If $1(0!)+3.(1!)+7(2!)+13(3!) +21(4!) + \cdots $ n terms.... Question( from sequences) : 
If $1(0!)+3.(1!)+7(2!)+13(3!) +21(4!) + \cdots $ n terms = $(4000)(4000!)$ Then what is the value of n. 
How to proceed in this please suggest , will be of great help to me thanks...
 A: It is a telescoping sum.
$$\begin{align}
\sum_{k=0}^n k!(k(k+1)+1)
=& \sum_{k=0}^n k!\big((k+1)(k+2) - 2(k+1) + 1\big)\\
=& \sum_{k=0}^n \big((k+2)! -2(k+1)! + k!\big)\\
=& \sum_{k=0}^n \bigg(\big((k+2)! - (k+1)!\big) - \big((k+1)!-k!\big)\bigg)\\
=& \big((n+2)! - (0+1)!\big) - \big((n+1)! - 0!\big)\\
=& (n+2)! - (n+1)!\\
=& (n+1)(n+1)!\\
\end{align}
$$
So $n = 3999$.
A: The summation is
\begin{align}
S_{n} = \sum_{r=0}^{n} \left( r(r+1) + 1\right) \, r!
\end{align}
and by selecting $n$ values it is seen that
\begin{align}
S_{0} &= 1 \\
S_{1} &= 0! + 3 \cdot 1! = 2 \cdot 2! \\
S_{2} &= 0! + 3 \cdot 1! + 7 \cdot 2! = 3 \cdot 3!
\end{align}
which leads to
\begin{align}
S_{n} = \sum_{r=0}^{n} [ r(r+1) + 1] \, r! = (n+1) \cdot (n+1)!.
\end{align}
For the case of $S_{n} = (4000) \cdot (4000)!$ it is seen that $n = 3999$. 

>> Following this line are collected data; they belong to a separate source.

PR #48, opened 2019-08-01
(XS) Better coverage reporting

mukobi:
Use branch coverage reporting (https://coverage.readthedocs.io/en/v4.5.x/branch.html) and run coverage on all python files (including test files).

### DIFF
--- a/.travis.yml
+++ b/.travis.yml
@@ -32,7 +32,7 @@ before_script:
   - pip install -r requirements.txt
 script:
   # run coverage on files testing the app module
-  - coverage run --branch --omit /home/* -m unittest discover
+  - coverage run --branch --omit */home/* -m unittest discover
   - cp .coverage* ../
 
 after_success:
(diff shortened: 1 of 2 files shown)


.travis.yml
```diff
@@ -32,13 +32,13 @@ before_script:
   - pip install -r requirements.txt
 script:
   # run coverage on files testing the app module
-  - coverage run --source app -m unittest discover
-  - cp .coverage* ../
+  - coverage run --branch --omit="*/virtualenv/*","*.html" -m unittest discover
```
cmei4444: I think coverage automatically ignores non-python files, so you don't need to ignore html files.

mukobi: I tried that, but it broke on Pageserve when running Coveralls. It tried to run the HTML then broke on line 1 saying it wasn't Python. Pageserve still passed the Travis build for some reason, but it wasn't able to report coverage to Coveralls. Really annoying, but this fixes it.

cmei4444: I haven't been able to find out why that happens, so that seems like the best way to handle it.

PR #49, opened 2019-08-01
(S) Get event by ID

cmei4444:
Added ability to retrieve one event by its unique event ID. 

Slightly restructured the way events are converted into dict form so an `event_id` field doesn't get stored in MongoDB, which could have led to duplicate or conflicting info. The `get_dict` function now just moves the info in `event_id` to a field called `_id`.

Namedtuple doesn't allow `_id` as a field so I couldn't just modify the required attributes.

### DIFF
--- a/events/app.py
+++ b/events/app.py
@@ -62,7 +62,14 @@ def edit_event(event_id):
 @app.route('/v1/<event_id>', methods=['PUT'])
 def get_one_event(event_id):
     """Retrieve one event by event_id."""
-    pass
+    try:
+        events = app.config["COLLECTION"].find({'_id': event_id})
+        events = [Event(**ev).dict for ev in events]
+        events_dict = build_events_dict(events)
+        # handle MongoDB objects (e.g. ObjectID) that aren't JSON serializable
+        return json.loads(json_util.dumps(events_dict))
+    except DBNotConnectedError as e:
+        return "Events database was undefined.", 500
 
 
 def build_event_info(info, time):
--- a/events/app.py
+++ b/events/app.py
@@ -2,7 +2,7 @@ import os
 import datetime
 import json
 import pymongo
-from bson import json_util
+from bson import json_util, ObjectId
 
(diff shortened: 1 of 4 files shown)


cmei4444:
> I think there's a problem with your post adding logic. MongoDB defaults unique `ObjectID`s as the type for the `_id` field, but it allows you to override that to be whatever datatype you want as long as it is unique and not an array. This can sometimes be useful, but I think you probably want all event IDs to be unique randomly generated `ObjectID`s. To do this, your uploading function must construct an `ObjectID` from the string parameter that was passed to the request (see [here](https://github.com/knative-portability/large-events/blob/master/posts/app.py)), and your tests need to use valid string representations of `ObjectID`s which are 24-char hex strings (see line 189 [here](https://github.com/knative-portability/large-events/blob/master/posts/test_routes.py)).

Do you mean I should create an ObjectID from the string passed to get_one_event? That seems the most similar to what you did in the posts app.py file.

mukobi:
> Do you mean I should create an ObjectID from the string passed to get_one_event? That seems the most similar to what you did in the posts app.py file.

Yeah, but then you'll find your tests won't work if you are testing with fake ObjectIDs unless they are formatted as 24-char hex strings. Alternatively, I guess you could ignore the `_id` field and generate your own event ID and store it as a string using something like the `uuid` lib.

events/app.py
```diff
@@ -2,7 +2,7 @@
 import datetime
 import json
 import pymongo
-from bson import json_util
+from bson import json_util, ObjectId
```
evankanderson: Where is `ObjectId` used?

mukobi: It's for serializing the `_id` field when searching for events by ID. MongoDB doesn't let you search for a field of type ObjectId by string, so you have to create an ObjectId yourself. See line 67.

evankanderson: D'oh... I totally missed this while scanning.

Thanks!

PR #51, opened 2019-08-02
(XS) Event picker for adding posts

cmei4444:
Better UI - Creates an easier way to assign an event to a post than a text field, displays event IDs and names in a dropdown menu.

### DIFF
--- a/pageserve/templates/index.html
+++ b/pageserve/templates/index.html
@@ -51,9 +51,13 @@ limitations under the License.
 
 <h2>Create New Post</h2>
 <form action="/v1/add_post" method="post" enctype="multipart/form-data">
-    <div> <!-- TODO(cmei4444): implement event picker -->
+    <div>
         <label for="event_id">Event ID:</label>
-        <input type="text" id="event_id" name="event_id">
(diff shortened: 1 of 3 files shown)


pageserve/templates/index.html
```diff
@@ -33,8 +33,8 @@ <h2>test user auth</h2>
 <h2>Past posts</h2>
 {% for post in posts %}
 <p>Posted by {{post.author_id}} at {{post.created_at}}</p>
-
-<p>For event {{ post.event_id }}</p>
+<!-- TODO(cmei4444) - link to event info -->
+<p>For event with ID {{ post.event_id }}</p>
```
evankanderson: Do you want to include this as a link instead?

cmei4444: I wanted to include an option to open up details for a selected event on a separate page so someone could check that they were posting to the right event. 
It's not a super important feature so I was going to leave it to another PR if I had time.

evankanderson: SGTM.

evankanderson:
LGTM

PR #52, opened 2019-08-02
(L) Delete posts endpoint

mukobi:
Add endpoint allowing for the deletion of posts.


posts/app.py
```diff
@@ -66,13 +66,26 @@ def get_all_posts():
...
 
-@app.route('/v1/<post_id>', methods=['GET'])
-def get_post_by_id(post_id):
-    """Get the post with the specified ID."""
-    # serialize otherwise nonserializable ObjectIDs
-    post_list = find_posts_in_db(
-        app.config["COLLECTION"], post_id=ObjectId(post_id))
-    return serialize_posts_to_json(post_list)
+@app.route('/v1/<post_id>', methods=['GET', 'DELETE'])
+def get_delete_post_by_id(post_id):
```
mayaspivak: It seems risky to have Get and Delete endpoints using the same method. It seems too easy to introduce a bug where you delete every post you try to get.  I would separate out into individual get and delete methods, at least for the outer methods. They could share an inner helper method if the code is mostly the same.

mukobi: Done https://github.com/knative-portability/large-events/pull/52/commits/951624c1dc9ebdd0faf98cc852d060df85b8abf3. I split the delete endpoint to `DELETE /v1/<post_id>/delete`.

posts/app.py
```diff
@@ -68,13 +68,29 @@ def get_all_posts():
...
-    """Get the post with the specified ID."""
-    # serialize otherwise nonserializable ObjectIDs
+    """Get the post with the specified ID.
+    """
     post_list = find_posts_in_db(
         app.config["COLLECTION"], post_id=ObjectId(post_id))
     return serialize_posts_to_json(post_list)
 
 
+@app.route('/v1/<post_id>/delete', methods=['DELETE'])
```
evankanderson: FWIW, you don't need to specify a different URL for deletion; the HTTP verb will indicate that (and it would be more aligned with REST to support DELETE at the same URL).

posts/app.py
```diff
@@ -83,6 +99,14 @@ def get_all_posts_for_event(event_id):
     return serialize_posts_to_json(post_list)
 
 
+def delete_post(post_id, author_id, collection):
+    """Deletes the post matching post_id and author_id if it exists."""
+    result = collection.delete_one(
+        {"_id": ObjectId(post_id), "author_id": author_id})
+    return (("Document deleted.", 204) if result.deleted_count
+            else ("Document not found.", 404))
```
evankanderson: Do you want to return a 403 if the `_id` matches but the `author_id` does not?

posts/test_post_deletion.py
```diff
@@ -0,0 +1,116 @@
...
+            post_id = post["_id"]
+            author_id = post["author_id"]
+            _, status_code = app.delete_post(
+                post_id, author_id, self.collection)
+            self.assertEqual(status_code, 204)
+        self.assertEqual(self.collection.count_documents({}), 0)
+
+    def test_not_existing_post_id(self):
+        """Can't find post by ID, don't delete."""
+        post_id = "C001""1C3D""C0FFEE""D0000000DE"   # invalid
```
evankanderson: Why multiple strings concatenated like this?

posts/app.py
```diff
@@ -68,13 +68,29 @@ def get_all_posts():
...
     return serialize_posts_to_json(post_list)
 
 
+@app.route('/v1/<post_id>/delete', methods=['DELETE'])
+def delete_post_by_id(post_id):
+    """Delete the post with the specified ID.
+
+    On deletion, only deletes posts matching post_id and with an author_id
+    matching the request parameter's author ID. Assumes that the passed in
+    author_id is authenticated and nonmalicies. I.e. this should only be
```
cmei4444: Small typo here - should it be "non-malicious"?

mukobi: Thanks, that's embarassing. Done https://github.com/knative-portability/large-events/pull/52/commits/7497b9b1b9ebe574403ac3a9f5ac0d0eb74aad27

posts/app.py
mukobi: Done https://github.com/knative-portability/large-events/pull/52/commits/7497b9b1b9ebe574403ac3a9f5ac0d0eb74aad27

posts/app.py
mukobi: I was thinking about that, but the query and response are just a lot simpler this way instead of handling 3 cases.

posts/test_post_deletion.py
mukobi: I was just trying to have fun and make the words more separated, though it works just like a single string. Changed https://github.com/knative-portability/large-events/pull/52/commits/7497b9b1b9ebe574403ac3a9f5ac0d0eb74aad27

A: Suggestions: I would look for patterns:
$1(0!)=1$
$1(0!)+3(1!)=4$
$1(0!)+3(1!)+7(2!)=18$.
Then I'd try to match this to something that would give $(4000)(4000!)$ for some $n$.  Then I'd start trying to prove some stuff (probably by induction).
A: Your approach should be to write a generic formula with a summation.
Then figure out that each summation element adds a new element but removes the old one.
And if you do the administration properly, you'll find n to be 3999 or 4000 or so.